Give the number of lines below that contain the string "does", and no other text.

**** Input data ****

PR #594, opened 2017-01-20
Modify GraphValidator to handle tiles which have no admin entries.

zerebubuth:
This occurs in some of the test tiles I've been creating. It looks like the rest of the code can handle `endnodeiso` and `begin_node_iso` being empty strings, it's just the `tile->admin(0)` lookup that causes the problems when there are no admin entries.

@kevinkreiser could you take a look, please?

### DIFF
--- a/src/mjolnir/graphvalidator.cc
+++ b/src/mjolnir/graphvalidator.cc
@@ -91,7 +91,11 @@ uint32_t GetOpposingEdgeIndex(const GraphId& startnode, DirectedEdge& edge,
   bool sametile = (startnode.tileid() == endnode.tileid());
 
   // Set the end node iso.  Used for country crossings.
-  endnodeiso = end_tile->admin(nodeinfo->admin_index())->country_iso();
+  if (end_tile->header()->admincount() > 0) {
+    endnodeiso = end_tile->admin(nodeinfo->admin_index())->country_iso();
+  } else {
+    endnodeiso.clear();
+  }
 
   // Set the deadend flag (TODO - do we need to worry about driveability)
   deadend = nodeinfo->intersection() == IntersectionType::kDeadEnd;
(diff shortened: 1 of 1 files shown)


kevinkreiser:
this looks fine to me. i have to admit i dont understand why we havent run into this before though. id ship this but i would like @gknisely to take a look if he had a second

gknisely:
Why is this a problem?  Or I guess what issue are you seeing?

If there is no admin set, the admin_index() should be zero and a blank or empty admin should always exist in every tile at index 0.

gknisely:
For example://  In graphbuilder...

      // Create a dummy admin record at index 0. Used if admin records
      // are not used/created or if none is found.
      graphtile.AddAdmin("None","None","","");

dnesbitt61:
Are these tests with tiles you are creating? If so maybe you missed adding the dummy admin record as Greg's code sample pointed out?

kevinkreiser:
@gknisely thanks for that, i knew that was somewhere but i just couldnt find it! essentially if you are making fake tiles (ie for writing unit tests) you need to do that step otherwise the code above will throw an exception without @zerebubuth 's patch above. maybe a `graphtilebuilder` could in the case its making a new tile just do this step so you dont have to know to do it manually. or maybe that has other issues.

zerebubuth:
In this case, I was seeing a problem building a tile which didn't automatically get a zero admin set.

I'll add the `AddAdmin` code to my test builder, but I think it's worthwhile either making this not a problem any more (as this patch does), or asserting that there's a zero admin in each tile (e.g: in `GraphTile::StoreTileData` or similar). Hopefully this will save anyone else who tries to build tiles other than from an OSM PBF file a few hours of debugging :smile: 

What do you think?

gknisely:
I vote for asserting....what does everyone else think?

kevinkreiser:
i would vote to make `graphtilebuilder` handle it automatically. when you go to write the tile it would just always write the `null` admin followed by however many you've told it to write. forcing people to remember to do this is a mental burden we dont need if we can avoid it. maybe im oversimplifying though and its not as easy as i suggest

dnesbitt61:
I would add it to the GraphTileBuilder constructor. If it encounters a new/empty tile add the empty admin record. If I remember we require this to be the first admin record so we should force it to be added so any subsequent AddAdmin calls work properly.

kevinkreiser:
im going to close this and add an issue to handle this as dave suggested making sure tiles always have it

****

* _Solution_
2